New fiber optic sensors transmit data up to 100 times faster

Fiber optic sensors – used in critical applications like detecting fires in tunnels, pinpointing leaks in pipelines and predicting landslides – are about to get even faster and more accurate.
Simon Zaslawski, Zhisheng Yan and Prof. Luc Thévenaz © 2020 EPFL / Alain Herzog

EPFL engineers have developed an advanced encoding and decoding system that allows fiber optic sensors to send data up to 100 times faster and over a wider area. “Unlike conventional sensors that take measurements at a given point, like thermometers, fiber optic sensors record data all along a fiber,” says Luc Thévenaz, a professor at EPFL’s School of Engineering and head of the Group for Fibre Optics (GFO). “But the technology has barely improved over the past few years.”

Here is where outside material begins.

PR #4595, opened 2022-08-17
Fix charge id validation for UPE transactions

### LINKED ISSUE #3122: Use the PaymentIntent ID in the Transaction Details URL instead of the Charge ID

Used widely in safety applications

Fiber optic sensors are commonly used in hazard detection systems, such as to spot cracks in pipelines, identify deformations in civil engineering structures and detect potential landslides on mountain slopes. The sensors can take temperature readings everywhere a fiber is placed, thereby generating a continuous heat diagram of a given site – even if the site stretches for dozens of kilometers. That provides crucial insight into possible accidents before they happen.

Improving signal quality

Working in association with the Beijing University of Posts and Telecommunications, two GFO engineers – postdoc Zhisheng Yang and PhD student Simon Zaslawski – developed a new system for encoding and decoding data sent along the fibers. With their method, sensors can receive higher-energy signals and decode them faster, resulting in measurements taken more rapidly and over a larger area. Their research has just been published in Nature Communications.

The engineers describe their system as working like an echo. If you shout a single word, you hear that word back. But if you sing out a song, what you hear back is a blend of sounds that are hard to distinguish. You would need a “key” to decipher the sounds and make them intelligible. Fiber optic sensors function in a similar manner, except that an instrument sends out light pulses – rather than sounds – along a fiber. Signals bounce back up the fiber and a device decodes them, turning the signals into usable data.

To make the sensors more efficient, Yang and Zaslawski grouped the light pulses into sequences so that the signals bounce back with greater intensity. However, that didn’t solve the “echo” problem – that is, finding a key to make the signals readable. So they developed a method for encoding the data sent along a fiber; their method employs special genetic optimization algorithms to cope with imperfections. “Other systems are either limited in scope or expensive,” says Thévenaz. “But with ours, you just have to add a software program to your existing equipment. No need to adapt your sensors or use complex devices.”